Dataset entries
__________________________________________________

PR #2550, opened 2020-04-11
Add ciMate

bsideup:


kiview:
Will you also add it to Azure? We wanted to debug AZP.

PR #2557, opened 2020-04-12
Temporarily ignore DB2 test - unrelated CI disk space issues

kiview:
We have some problems with file space running out on CI, so the jdbc-test module, pulling a lot of database images, can potentially break the build.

__________________________________________________

Action item> Output the line holding "Will you also", then every later line through the end of the records above, exactly as given and nothing else.

Task output>
Will you also add it to Azure? We wanted to debug AZP.

PR #2557, opened 2020-04-12
Temporarily ignore DB2 test - unrelated CI disk space issues

kiview:
We have some problems with file space running out on CI, so the jdbc-test module, pulling a lot of database images, can potentially break the build.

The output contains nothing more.